#### Problem to solve:
Where does the word "third" occur in the data below? Copy each line that holds it.

#### Records for processing:
PR #161, opened 2022-12-22
Basic Linux Port for 1.0

mlauss:
This is a basic linux port, tested with gcc-13 on x64.  It contains a few commits to fix issues which were found during testing; most of them are compile fixes for gcc which should also work on windows.
Thanks to Matthew Gilmore for the initial version, I took some code from your version as well.

The game is fully completeable, with software and hardware rendering, and with digital sound and midi music using e.g. fluidsynth. Mods work as well (only tested the "tie defender base" mod though).  There's still issues with reloading a savegame during play.

### DIFF
--- a/.gitignore
+++ b/.gitignore
@@ -70,3 +70,6 @@ Build/
 TheForceEngine/bug_reports/
 WDFuseCommonFiles/
 x64/Debug/
+
+# Linux
+TheForceEngine/tfelnx
--- a/Makefile
+++ b/Makefile
@@ -1,0 +1,286 @@
+CC	=	gcc
+CXX	=	g++
+LD	=	g++
+# -O2 and higher cause random segfaults.
+CXXFLAGS=	-O1 -ggdb3 -gdwarf-5 -pipe -I./TheForceEngine -I/usr/include/SDL2 -I/usr/include/rtaudio -I/usr/include/rtmidi
+LDFLAGS	=	-lpthread -lGL -lGLEW -lSDL2 -lIL -lILU -lrtaudio -lrtmidi -lasound
+
+ARCH	=	TheForceEngine/TFE_Archive/archive.o		\
+		TheForceEngine/TFE_Archive/gobArchive.o		\
+		TheForceEngine/TFE_Archive/gobMemoryArchive.o	\
+		TheForceEngine/TFE_Archive/labArchive.o		\
+		TheForceEngine/TFE_Archive/lfdArchive.o		\
+		TheForceEngine/TFE_Archive/zipArchive.o		\
+		TheForceEngine/TFE_Archive/zip/zip.o
+
+ASS	=	TheForceEngine/TFE_Asset/assetSystem.o		\
+		TheForceEngine/TFE_Asset/colormapAsset.o	\
+		TheForceEngine/TFE_Asset/dfKeywords.o		\
+		TheForceEngine/TFE_Asset/fontAsset.o		\
+		TheForceEngine/TFE_Asset/gameMessages.o		\
+		TheForceEngine/TFE_Asset/gifWriter.o		\
+		TheForceEngine/TFE_Asset/gmidAsset.o		\
+		TheForceEngine/TFE_Asset/imageAsset.o		\
+		TheForceEngine/TFE_Asset/levelList.o		\
+		TheForceEngine/TFE_Asset/levelObjectsAsset.o	\
+		TheForceEngine/TFE_Asset/modelAsset.o		\
+		TheForceEngine/TFE_Asset/modelAsset_jedi.o	\
+		TheForceEngine/TFE_Asset/paletteAsset.o		\
+		TheForceEngine/TFE_Asset/spriteAsset.o		\
+		TheForceEngine/TFE_Asset/spriteAsset_Jedi.o	\
+		TheForceEngine/TFE_Asset/textureAsset.o		\
+		TheForceEngine/TFE_Asset/vocAsset.o		\
+		TheForceEngine/TFE_Asset/vueAsset.o
+
+AUD	=	TheForceEngine/TFE_Audio/audioDevice.o		\
+		TheForceEngine/TFE_Audio/audioSystem.o		\
+		TheForceEngine/TFE_Audio/midiDevice.o		\
+		TheForceEngine/TFE_Audio/midiPlayer.o
+
+DF	=	TheForceEngine/TFE_DarkForces/Actor/actor.o			\
+		TheForceEngine/TFE_DarkForces/Actor/actorSerialization.o	\
+		TheForceEngine/TFE_DarkForces/Actor/animTables.o		\
+		TheForceEngine/TFE_DarkForces/Actor/bobaFett.o			\
+		TheForceEngine/TFE_DarkForces/Actor/dragon.o			\
+		TheForceEngine/TFE_DarkForces/Actor/enemies.o			\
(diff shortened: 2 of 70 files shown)


luciusDXL:
Thank you for your efforts. I will go through this when I can, though it might be after the holidays.

luciusDXL:
I plan on tackling Linux support after the holidays, so I will go through this and pick it up then. Thanks again for everyone's efforts.

spacekomet:
Nice work, @mlauss .

I had no problem compiling it and music also plays with the software synthesizer. I didn't notice any issues so far, with exception of green colors caused by my Intel HD4000 I guess, even with the latest mesa driver, which can however be fixed with changing the values in fraq shaders files. 

But I get some issue with the mod.
I've tried playing Dark Tide 1 mode, and there I've noticed I get agents and mission list in the agent menu from the main game and not from the mod. If I then choose mission one (Secret Base) the mod starts.  
Strangely enough, correct agent menu is displayed using older linux port (however, mod was not even playable with that one, because it just froze when trying to pick first shield pack at the beginning, probably not all files were loaded due the name casings). 

One more thing, when exiting the mod (via the game or TFE menu), I get the segmentation fault. 
And during the gameplay I get a lot  iMuse errors:
[DEBUG] [Error : iMuse] ERR: Illegal chunk in sound 984383974039136...

mlauss:
Hi,

I don't see your problem with the Dark Tide 1 Mod -- in the Agent Menu,
after a lot of cutscenes, I see a single entry
"Wasteland Survivor", and it plays just fine.   I suggest you start with a
fresh installation of DF, without any
changed file cases, etc. That's what I do tests on.
I know about the segfaults, I'll try to debug it with valgrind in the
coming days.

Manuel

HandMeBacon:
I can confirm that this is working in Linux Mint. Only problem I've had is my desktop will crash if I alt+tab while the game is running. Weirdly, Mint just kicks me back to the login screen after closing my apps.

gilmorem560:
Wanted to throw in that I've also gone through and done a fresh 1.0 port using upstream, I'll take a look at this later and see how much parity there still is. One thing I did differently was extract ImGui and use a copy of that from the package repos. Worth noting that introduces a few caveats:

- ImGui markdown is provided by a third-party library: https://github.com/juliettef/imgui_markdown

- The above (or perhaps Debian's libimgui-dev package) is then dependent on some stb libraries, libstb-dev.

One curious matter is TheForceEngine uses the method linked here https://github.com/ocornut/imgui/issues/1167#issuecomment-306652547

However, I can't seem to find this anywhere in the copy of ImGui in Debian's package system. That could point to Debian having an older version or otherwise this being non-standard, but just bringing this up as this does have implications for portability.

Is there a reason all the dependencies are static by the way? As visible in the Makefile, I kinda stripped all those out of the Linux build, opting to shared libraries on the host machine instead, which at the time at least appeared to work. If there are any specific customizations to these external libraries, those would present portability blocks as well.

mlauss:
> Wanted to throw in that I've also gone through and done a fresh 1.0 port using upstream, I'll take a look at this later and see how much parity there still is. One thing I did differently was extract ImGui and use a copy of that from the package repos. Worth noting that introduces a few caveats:
> 
>     * ImGui markdown is provided by a third-party library: https://github.com/juliettef/imgui_markdown
> 
>     * The above (or perhaps Debian's libimgui-dev package) is then dependent on some stb libraries, libstb-dev.

Maybe we can use ImGui freetype support, that should work with almost any distro out of the box.
But isn't ImGui intended to be used like it is in TFE?  I can't seem to find an "official" way to build shared library.

gilmorem560:
Maybe you're right, the libimgui-dev package only seems to include a .a static library. Can't say I know much about the specifics, was just combing for what dependencies could be offloaded to shared libraries or distro packages. Looks like Debian, Red Hat, and Arch all have their own packages for this. I'm not sure what "standard" practice is out there in Linux-world with imgui, but the package managers seem to suggest there are at least some attempts to distribute this universally rather than it just being an internal dependency on stuff, but what with the .a library only, not sure what they're actually achieving.

In any case, the imgui_markdown project linked has to be explicitly pulled in as it isn't part of upstream nor is it in any package managers. If the project is specifically dependent on a modified local copy of imgui, of course, this all becomes moot, but if the intent is to consume imgui as it stands out there in the world, then different distros may have different opinions on what revision they ship, custom changes, etc. Thus is the landscape in Linux-world...

mlauss:
> Edit: Just to add, I've got quite a bit of pruning to do on my fork of 1.0 before it's ready to even consider merging, I don't think I'm actually going to do all of that hubbub since this PR exists. Instead, once I get a working copy, I'm going to three-way compare all of them and anything that seems to have improved in my re-port I'll try and get in a place that can merge together with all of this.

How's stability? The code compiles now fine with gcc and clang, but any optimizations higher than -O1 generate very crashy binaries on either compiler.  The memory allocator code seems most fragile. I've started trying to eliminate a lot of warnings, and sometimes just moving variables around causes memory exhaustion ...

Gerwin2k:
Hey, mlauss, past weekend I took your TFE Linux 1.0 repo and build it for Windows XP x86 (=32 bit) with MinGW32. Just for curiosity. Thanks.
I had to add some workarounds. Indeed any optimize for speed option made the game crash (-O, -O1, -O2, -O3), usually when a round is fired by player or enemy. Optimization for size -Os did work fine, so used that instead. No crashes since.

(files on my website http://www.gb-homepage.nl/ in the back ports section)

Gerwin2k:
Maybe related to this?
"optimized code gives strange floating point results"
https://gcc.gnu.org/bugzilla/show_bug.cgi?id=323

spacekomet:
> Hi, I don't see your problem with the Dark Tide 1 Mod -- in the Agent Menu, after a lot of cutscenes, I see a single entry "Wasteland Survivor", and it plays just fine. I suggest you start with a fresh installation of DF, without any changed file cases, etc. That's what I do tests on. I know about the segfaults, I'll try to debug it with valgrind in the coming days. Manuel

Clean installation helped, thanks for the hint. I suspect the issue was german patch installed over the english version of the game. which changed the mission names. 

However, I get dumps, when I try to load (quick or normal) a saved game in the mod (Dark Tide1, didn't try with others). 
TFE is compiled up to the latest clang commit [a2cbc1d8](https://github.com/mlauss/TheForceEngine/commit/a2cbc1d87ae4829902a62e18cb96b6b366d87a0d) . 
Steps:
1. Start the mod and the 1st level
2. Save the game, with ALT+F5 (quick save) or going into TFE menu and save it there. 
4. Load the game with ALT+F9 or via the TFE menu. 
4. Game dumps. 

Loading otherwise works  fine in  the normal game. 
I sure hope I'm not the only one experiencing this :).

mlauss:
I can reproduce your save-then-load crash (startup-then-load does not crash), it's caused by the archive freeing running into some member memory corruption, specifically the first Archive* in s_globalArchives contains garbage already.  With -O2 or higher, these types of crashes become more widespread, i.e the crash when the grate lifts at the start of mission 1 is also caused by corruption of an "Allocator" structure when the INF code deletes this elevator.

mlauss:
I just pushed a small patch which practically fixes almost all runtime crashes when building the source with GCC and O2/O3 and clang at O1 or higher.  I was able to complete SECBASE with all secrets just fine. LTO does not yet work, but I'm looking into it.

#### Expected output:
- ImGui markdown is provided by a third-party library: https://github.com/juliettef/imgui_markdown
>     * ImGui markdown is provided by a third-party library: https://github.com/juliettef/imgui_markdown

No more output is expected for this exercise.